You pop out for a cup of tea, and it's one mega-buy after another...
Written by ZDNet Staff, Contributor

You pop out for a cup of tea, and it's one mega-buy after another...

The silly season: the lazy journalist's favourite time of year: the boss is on holiday and so is everyone else, and there is quite literally nothing happening in the world except long lunches, a bit of aimless desk tidying, and writing up the odd whimsical story. Nice and peaceful.

Not this year.

The IT industry has gone into acquisition overdrive, causing tech hacks the world over to leap into action.

Earlier this week the Round-Up got up to make a cup of tea and by the time he got back, Google had made a bid for Motorola Mobility.

cup of tea

Pop out for a cup of tea, and what happens?Photo: naama under Creative Commons licence

Suddenly the airwaves were filled by pundits predicting the next huge domino to fall as the rest of the mobile computing industry tried to figure out what this meant for them.

The thing this reminds the Round-Up of most is his student days and games of Risk in smoky rooms filled with indie music where huge armies were amassed and built up to the point where millions of troops lurked in tiny but strategically placed nations... waiting.

Then someone actually made a move to win the game triggering a frenetic assault on all fronts by those woken from their stockpiling stupor. Victories were normally acrimonious with allegations of truce-breaking. Ahh, such happy days.

But back in the real world, it's all about patents - having missed out on one set of patents, Google decided to do things in grand style and grab a whole company instead.

The other possibility is that Google wants to set itself up as an integrated hardware and software company. Strange days, indeed.

Then, last night, as the Round-Up was making another cup of tea, the second mega-story of the week dropped, with HP deciding to go big on its enterprise software-and-services play, shedding its PC unit, killing off its webOS devices and making a multibillion pound offer for Autonomy.

Phew! Fearful that more tea drinking will cause yet another IT mega-merger, the Round-Up is now switching to coffee for the rest of the month.



Picture yourself lying on a Mediterranean beach, a cool breeze wafting over your skin and fine white sand coating the soles of your feet. All you can hear is the sound of the waves gently brushing the shore.

Now imagine your boss lying next to you in an inappropriately small...

...swimming costume asking you where that report is that he asked for a week ago.

You explain that he would have had it by now if he hadn't already asked you for another paper on the company's risk strategy.

Not the point, he replies, maybe if you were better at delegating he'd have had both reports.

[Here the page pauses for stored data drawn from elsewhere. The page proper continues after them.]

PR #2004, opened 2026-06-25
test: tighten clipboard unsupported api suppressions

imbhargav5:
## Summary
- replace useClipboard test `@ts-ignore` comments with `@ts-expect-error` for unsupported Clipboard API scenarios
- document that the delete operations intentionally simulate browsers without Clipboard API support

## Tests
- `pnpm --dir packages/rooks exec vitest run src/__tests__/useClipboard.spec.tsx`
- `pnpm --dir packages/rooks run typecheck`


imbhargav5:
@mergifyio queue

PR #2021, opened 2026-06-26
test: type checkbox input change event

imbhargav5:
## Summary
- add an explicit ChangeEvent type import in the useCheckboxInputState test
- format the touched test file with Prettier

## Verification
- ./node_modules/.bin/vitest run src/__tests__/useCheckboxInputState.spec.tsx
- ./node_modules/.bin/tsc -p ./tsconfig.json --noEmit
- git diff --check


imbhargav5:
@mergify queue

PR #2033, opened 2026-06-27
test: fix window event listener test names

imbhargav5:
## Summary\n- update stale useWindowEventListener test names so they match the asserted behavior\n\n## Verification\n- cd packages/rooks && ../../packages/rooks/node_modules/.bin/vitest run src/__tests__/useWindowEventListener.spec.tsx


imbhargav5:
@mergifyio queue

PR #917, opened 2017-09-06
Adding config option for signurl to use https prefix

thelan:
Hello,

This is just a quick fix to add an configuration option when using sign url to generate an HTTPS link


fviard:
Hi,
Thanks for this PR. That looks good to me, but there is just a little thing that i would like to be changed.
For being consistent with the "use_https" option, and the cmdline arg "signurl", I think that it would be better to have the following name for this option:
signurl_use_https

thelan:
i've fixed the option name

fviard:
Merged, thank you!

Not very relaxing, is it? You deserve a break from everything and by logging in your work inbox it's like having the miserable sod lying next to you on the beach demanding you rub sun cream on his shoulders before fetching him an ice cream.

Now, if you're anything like the Round-Up you struggle to separate your personal life from your office life.

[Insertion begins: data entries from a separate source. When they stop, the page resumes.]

Issue #880, opened 2017-06-13
ETag shouldn't be used for MD5 verification


EgoAleSum:
This is connected with this issue I've filed for Minio: https://github.com/minio/minio/issues/4537

s3cmd considers the ETag field to be the file's md5, but  "the ETag may or may not be an MD5 digest of the object data" (see: http://docs.aws.amazon.com/AmazonS3/latest/API/RESTCommonResponseHeaders.html ) This is causing issues with tools such as Minio in gateway mode: `s3cmd put` always fails with checksum errors.

The `--no-check-md5` option doesn't seem to work with the `put` command.

krishnasrinivas:
s3cmd devs, for MD5 verification can you guys use `Content-MD5` header instead of ETag? When `minio` is run in s3-gateway mode it makes Azure Blob Storage look like S3. Azure stores ETag that looks like `0x8D4B2AE97754E88` which is not MD5.

According to RFC https://tools.ietf.org/html/rfc7232#section-2.3 ETag is an opaque string. AWS-S3 for single part PUT just uses MD5 for ETag. For multipart it's not MD5.

Using Content-MD5 header instead of ETag for MD5 verification can make s3cmd work with Azure Blob Storage using minio.

fviard:
Hum, interesting question.
@EgoAleSum the --no-check-md5 doesn't work in your case because it is designed to avoid the cost of calculating md5 of all the files to select what to update in a sync, but not the less expensive one of ensuring that files were correctly transferred

@krishnasrinivas The idea of using content-md5 is interesting, but i'm concerned with the following point:
- Would most of the s3 custom servers implementations support this? How to know if it is not the case and so still spot corruption? There could probably be an option flag, but that is really implementation dependent and would not means a lot to normal users. 

Currently, too much in the S3 protocol assume that the etag is the hash except some special cases:
http://docs.aws.amazon.com/AmazonS3/latest/API/RESTObjectGET.html

At this subject, I'm curious to know how you dealt with "multipart uploads" as you are supposed to complete them with the list of etags?

@krishnasrinivas If modifications are possibles on your side, I would suggest an alternative:
If you don't have access to the md5 from azure and so that you can't "replace" the etags with it on the fly, what do you think about doing the following:
- Append a "-1" to the end of the etag coming from azure. Like (0xDE32425BFA-1).
(Maybe even remove the 0x at the beginning).
[...]

PR #923, opened 2017-10-08
Don't need to compute ETag md5sum match if it is not a real md5sum

harshavardhana:
Fixes https://github.com/s3tools/s3cmd/issues/880


fviard:
Merged, thank you!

We may be in the summer months by but 'logging in' to your work email via your BlackBerry or other soulless personal communications device when you should be enjoying the beach or the tour of the local vineyard instead is ruining your holiday time.

We can't help it and apparently psychiatrists and psychologists are getting concerned by the behavior.

The need to stay connected often reflects far deeper psychological challenges such as anxiety about one's job, lack of trust about delegating - and perhaps even the skill to do so - depression about dealing with the backlog on return, inflated feeling of self-importance or simply a terrible and uncontrollable addiction to email and social networking.

Luckily there's help at hand. silicon.com this week published five tips on how to manage emails when you take a welcome two week break.

Naturally, the Round-Up isn't going to tell you what they are - you're going have read the story - Five ways to untether yourself on leave,but it will share one rather dramatic approach with you.

Apparently, email overload is such a problem that some take a cavalier approach and have all incoming emails deleted automatically. Instant inbox zero and a profound feeling of satisfaction.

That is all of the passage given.